Dataset entries:
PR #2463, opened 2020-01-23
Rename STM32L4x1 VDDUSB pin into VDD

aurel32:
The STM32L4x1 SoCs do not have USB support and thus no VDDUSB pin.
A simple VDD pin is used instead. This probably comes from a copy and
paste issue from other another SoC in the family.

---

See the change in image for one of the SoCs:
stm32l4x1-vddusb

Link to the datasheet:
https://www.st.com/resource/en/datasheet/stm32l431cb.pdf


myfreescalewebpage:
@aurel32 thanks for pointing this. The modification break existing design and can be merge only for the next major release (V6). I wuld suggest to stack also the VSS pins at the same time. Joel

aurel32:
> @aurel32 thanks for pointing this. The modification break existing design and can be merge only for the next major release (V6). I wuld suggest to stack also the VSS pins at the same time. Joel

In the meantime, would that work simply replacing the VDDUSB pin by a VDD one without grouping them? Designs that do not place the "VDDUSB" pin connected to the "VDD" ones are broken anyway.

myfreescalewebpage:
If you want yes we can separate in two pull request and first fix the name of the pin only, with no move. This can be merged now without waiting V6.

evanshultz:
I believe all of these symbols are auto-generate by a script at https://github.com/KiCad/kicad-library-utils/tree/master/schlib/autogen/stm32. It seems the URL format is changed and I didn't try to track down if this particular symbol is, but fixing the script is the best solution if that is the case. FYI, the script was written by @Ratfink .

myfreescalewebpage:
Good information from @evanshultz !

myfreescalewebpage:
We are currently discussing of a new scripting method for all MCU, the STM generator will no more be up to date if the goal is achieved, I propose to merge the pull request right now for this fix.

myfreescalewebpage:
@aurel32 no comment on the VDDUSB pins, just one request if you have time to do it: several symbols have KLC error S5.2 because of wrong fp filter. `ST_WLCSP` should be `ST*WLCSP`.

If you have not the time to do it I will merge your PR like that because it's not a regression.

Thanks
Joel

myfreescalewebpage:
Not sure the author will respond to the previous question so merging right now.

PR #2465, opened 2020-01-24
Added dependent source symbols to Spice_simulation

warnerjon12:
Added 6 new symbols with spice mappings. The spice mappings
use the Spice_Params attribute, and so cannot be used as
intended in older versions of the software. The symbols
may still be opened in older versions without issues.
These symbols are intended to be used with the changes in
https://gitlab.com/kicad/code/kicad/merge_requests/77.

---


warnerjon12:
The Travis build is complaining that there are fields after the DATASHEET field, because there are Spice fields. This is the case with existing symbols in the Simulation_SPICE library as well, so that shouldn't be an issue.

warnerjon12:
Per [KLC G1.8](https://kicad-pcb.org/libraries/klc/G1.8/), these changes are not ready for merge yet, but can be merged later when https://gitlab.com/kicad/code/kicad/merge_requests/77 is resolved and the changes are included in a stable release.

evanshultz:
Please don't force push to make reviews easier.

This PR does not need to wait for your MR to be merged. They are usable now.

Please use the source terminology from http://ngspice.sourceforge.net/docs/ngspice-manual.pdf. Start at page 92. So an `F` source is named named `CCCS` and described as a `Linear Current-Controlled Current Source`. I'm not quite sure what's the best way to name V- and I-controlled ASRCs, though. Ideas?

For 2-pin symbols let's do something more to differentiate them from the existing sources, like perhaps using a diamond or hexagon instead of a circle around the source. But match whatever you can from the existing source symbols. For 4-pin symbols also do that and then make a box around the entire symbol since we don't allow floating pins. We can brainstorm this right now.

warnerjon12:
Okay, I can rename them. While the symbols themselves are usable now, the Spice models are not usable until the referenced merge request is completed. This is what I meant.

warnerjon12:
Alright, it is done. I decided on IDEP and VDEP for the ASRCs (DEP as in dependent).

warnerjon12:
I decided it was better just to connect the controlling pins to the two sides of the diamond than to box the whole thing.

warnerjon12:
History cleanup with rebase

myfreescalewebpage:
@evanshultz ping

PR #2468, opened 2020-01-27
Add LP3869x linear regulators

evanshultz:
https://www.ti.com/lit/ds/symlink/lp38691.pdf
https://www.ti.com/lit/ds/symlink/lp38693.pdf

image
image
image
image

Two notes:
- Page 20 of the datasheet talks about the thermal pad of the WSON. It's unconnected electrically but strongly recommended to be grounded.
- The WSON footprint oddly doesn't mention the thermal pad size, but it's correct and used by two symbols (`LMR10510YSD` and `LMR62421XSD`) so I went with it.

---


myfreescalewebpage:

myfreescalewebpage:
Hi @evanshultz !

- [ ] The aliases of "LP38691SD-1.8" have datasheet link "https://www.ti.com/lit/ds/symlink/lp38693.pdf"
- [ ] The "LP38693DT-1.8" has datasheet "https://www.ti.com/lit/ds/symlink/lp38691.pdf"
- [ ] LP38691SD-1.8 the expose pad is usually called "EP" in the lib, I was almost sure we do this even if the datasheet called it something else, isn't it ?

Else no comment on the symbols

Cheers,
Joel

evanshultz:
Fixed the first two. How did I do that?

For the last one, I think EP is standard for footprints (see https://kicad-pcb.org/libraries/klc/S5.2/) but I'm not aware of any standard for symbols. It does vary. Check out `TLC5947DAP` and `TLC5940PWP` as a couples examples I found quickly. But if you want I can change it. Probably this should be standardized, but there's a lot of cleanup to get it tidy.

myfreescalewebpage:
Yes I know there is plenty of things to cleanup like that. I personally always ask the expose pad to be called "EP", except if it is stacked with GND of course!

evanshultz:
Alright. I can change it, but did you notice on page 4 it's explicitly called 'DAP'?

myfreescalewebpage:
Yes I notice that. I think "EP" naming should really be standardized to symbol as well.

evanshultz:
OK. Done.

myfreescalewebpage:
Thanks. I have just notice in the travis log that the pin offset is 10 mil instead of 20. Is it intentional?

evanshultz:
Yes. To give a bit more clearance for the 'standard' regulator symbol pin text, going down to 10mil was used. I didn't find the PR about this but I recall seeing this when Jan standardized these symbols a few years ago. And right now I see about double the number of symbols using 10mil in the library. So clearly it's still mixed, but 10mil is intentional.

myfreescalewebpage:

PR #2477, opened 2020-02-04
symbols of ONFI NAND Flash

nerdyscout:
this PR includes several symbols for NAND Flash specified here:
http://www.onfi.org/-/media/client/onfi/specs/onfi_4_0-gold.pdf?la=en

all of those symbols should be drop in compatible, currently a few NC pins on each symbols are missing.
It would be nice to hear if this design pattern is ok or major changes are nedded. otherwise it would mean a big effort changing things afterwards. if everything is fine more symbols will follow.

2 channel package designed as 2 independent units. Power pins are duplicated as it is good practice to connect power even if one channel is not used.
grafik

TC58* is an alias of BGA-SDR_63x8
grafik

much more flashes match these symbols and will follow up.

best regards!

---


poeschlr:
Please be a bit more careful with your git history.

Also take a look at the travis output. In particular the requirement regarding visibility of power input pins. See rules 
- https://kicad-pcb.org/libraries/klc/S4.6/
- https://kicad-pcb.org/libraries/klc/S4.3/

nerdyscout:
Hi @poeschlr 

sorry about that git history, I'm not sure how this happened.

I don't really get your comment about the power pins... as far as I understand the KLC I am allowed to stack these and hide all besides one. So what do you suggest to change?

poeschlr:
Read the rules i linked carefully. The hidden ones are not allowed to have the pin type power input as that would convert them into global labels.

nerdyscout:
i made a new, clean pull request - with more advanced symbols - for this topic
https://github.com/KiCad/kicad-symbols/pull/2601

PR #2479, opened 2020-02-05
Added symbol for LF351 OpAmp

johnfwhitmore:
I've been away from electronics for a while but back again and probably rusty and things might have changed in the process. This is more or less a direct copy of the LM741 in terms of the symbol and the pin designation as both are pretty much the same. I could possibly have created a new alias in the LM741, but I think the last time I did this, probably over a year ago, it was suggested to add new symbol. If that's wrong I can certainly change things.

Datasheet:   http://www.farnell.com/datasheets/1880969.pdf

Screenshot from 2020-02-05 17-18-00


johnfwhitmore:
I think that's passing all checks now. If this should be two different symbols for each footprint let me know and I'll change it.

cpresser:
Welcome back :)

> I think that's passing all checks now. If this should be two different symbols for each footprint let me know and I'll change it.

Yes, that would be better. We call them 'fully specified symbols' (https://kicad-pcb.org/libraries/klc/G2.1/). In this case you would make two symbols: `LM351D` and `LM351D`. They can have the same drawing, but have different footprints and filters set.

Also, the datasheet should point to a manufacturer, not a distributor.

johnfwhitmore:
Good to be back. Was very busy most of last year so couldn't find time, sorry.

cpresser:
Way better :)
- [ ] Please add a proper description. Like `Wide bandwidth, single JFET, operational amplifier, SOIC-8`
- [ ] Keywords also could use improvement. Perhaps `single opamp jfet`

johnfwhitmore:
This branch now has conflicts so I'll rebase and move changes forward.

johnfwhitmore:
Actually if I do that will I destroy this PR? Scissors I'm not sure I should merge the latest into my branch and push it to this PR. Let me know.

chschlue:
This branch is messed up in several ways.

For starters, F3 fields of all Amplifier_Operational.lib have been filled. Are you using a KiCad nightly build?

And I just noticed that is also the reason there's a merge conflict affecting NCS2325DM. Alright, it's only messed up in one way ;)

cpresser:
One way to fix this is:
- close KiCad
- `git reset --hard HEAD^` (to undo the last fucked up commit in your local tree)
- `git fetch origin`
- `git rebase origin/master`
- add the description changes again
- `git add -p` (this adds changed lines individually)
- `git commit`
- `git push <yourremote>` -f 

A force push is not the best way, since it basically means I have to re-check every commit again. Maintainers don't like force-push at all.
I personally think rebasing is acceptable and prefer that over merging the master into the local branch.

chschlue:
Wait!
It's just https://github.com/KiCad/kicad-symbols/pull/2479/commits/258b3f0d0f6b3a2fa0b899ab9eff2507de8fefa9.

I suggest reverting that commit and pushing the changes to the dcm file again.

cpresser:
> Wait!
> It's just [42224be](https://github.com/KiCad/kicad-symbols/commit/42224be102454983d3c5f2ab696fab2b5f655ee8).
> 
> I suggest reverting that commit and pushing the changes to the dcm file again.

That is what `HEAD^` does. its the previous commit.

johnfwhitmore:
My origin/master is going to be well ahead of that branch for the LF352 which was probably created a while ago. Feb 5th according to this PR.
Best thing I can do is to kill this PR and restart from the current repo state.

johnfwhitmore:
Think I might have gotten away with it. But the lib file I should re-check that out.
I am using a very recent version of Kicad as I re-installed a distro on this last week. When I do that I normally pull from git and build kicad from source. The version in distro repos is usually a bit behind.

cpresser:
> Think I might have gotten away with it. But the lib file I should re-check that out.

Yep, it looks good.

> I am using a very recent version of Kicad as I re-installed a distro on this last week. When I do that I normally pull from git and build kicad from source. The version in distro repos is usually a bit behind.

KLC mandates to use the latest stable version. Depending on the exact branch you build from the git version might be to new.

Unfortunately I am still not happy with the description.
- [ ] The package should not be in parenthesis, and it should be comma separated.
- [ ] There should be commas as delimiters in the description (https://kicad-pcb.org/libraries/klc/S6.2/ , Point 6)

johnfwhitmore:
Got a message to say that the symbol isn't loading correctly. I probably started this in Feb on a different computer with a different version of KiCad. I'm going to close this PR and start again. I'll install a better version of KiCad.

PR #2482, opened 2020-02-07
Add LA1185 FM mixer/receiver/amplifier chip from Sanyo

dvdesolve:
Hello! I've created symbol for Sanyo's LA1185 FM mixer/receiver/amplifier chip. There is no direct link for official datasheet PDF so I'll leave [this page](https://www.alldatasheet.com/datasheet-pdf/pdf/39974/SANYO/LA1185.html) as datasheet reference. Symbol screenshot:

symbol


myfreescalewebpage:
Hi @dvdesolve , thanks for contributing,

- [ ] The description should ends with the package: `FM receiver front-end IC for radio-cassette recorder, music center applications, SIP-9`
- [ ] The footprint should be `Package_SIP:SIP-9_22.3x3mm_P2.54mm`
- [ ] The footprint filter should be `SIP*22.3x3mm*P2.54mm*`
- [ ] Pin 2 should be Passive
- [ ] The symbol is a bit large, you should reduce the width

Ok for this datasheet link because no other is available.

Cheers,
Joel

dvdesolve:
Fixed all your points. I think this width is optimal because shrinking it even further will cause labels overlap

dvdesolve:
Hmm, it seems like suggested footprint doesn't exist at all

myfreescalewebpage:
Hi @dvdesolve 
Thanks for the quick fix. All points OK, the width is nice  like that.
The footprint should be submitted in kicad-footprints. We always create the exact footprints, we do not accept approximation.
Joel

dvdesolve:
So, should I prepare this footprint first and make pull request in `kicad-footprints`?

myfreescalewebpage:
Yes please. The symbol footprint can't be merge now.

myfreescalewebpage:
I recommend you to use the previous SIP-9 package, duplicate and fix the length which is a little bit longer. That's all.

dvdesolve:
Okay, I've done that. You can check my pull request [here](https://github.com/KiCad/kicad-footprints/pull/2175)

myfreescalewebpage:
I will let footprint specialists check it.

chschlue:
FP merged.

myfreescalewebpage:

- _EXERCISE REQUIREMENTS_: Return, unchanged, the run of lines above that opens with the line containing "- [ ] The package" and closes with the line containing "- [ ] Pin 2 should be Passive". Include both.

- _RESPONSE BOX_:
- [ ] The package should not be in parenthesis, and it should be comma separated.
- [ ] There should be commas as delimiters in the description (https://kicad-pcb.org/libraries/klc/S6.2/ , Point 6)

johnfwhitmore:
Got a message to say that the symbol isn't loading correctly. I probably started this in Feb on a different computer with a different version of KiCad. I'm going to close this PR and start again. I'll install a better version of KiCad.

PR #2482, opened 2020-02-07
Add LA1185 FM mixer/receiver/amplifier chip from Sanyo

dvdesolve:
Hello! I've created symbol for Sanyo's LA1185 FM mixer/receiver/amplifier chip. There is no direct link for official datasheet PDF so I'll leave [this page](https://www.alldatasheet.com/datasheet-pdf/pdf/39974/SANYO/LA1185.html) as datasheet reference. Symbol screenshot:

symbol


myfreescalewebpage:
Hi @dvdesolve , thanks for contributing,

- [ ] The description should ends with the package: `FM receiver front-end IC for radio-cassette recorder, music center applications, SIP-9`
- [ ] The footprint should be `Package_SIP:SIP-9_22.3x3mm_P2.54mm`
- [ ] The footprint filter should be `SIP*22.3x3mm*P2.54mm*`
- [ ] Pin 2 should be Passive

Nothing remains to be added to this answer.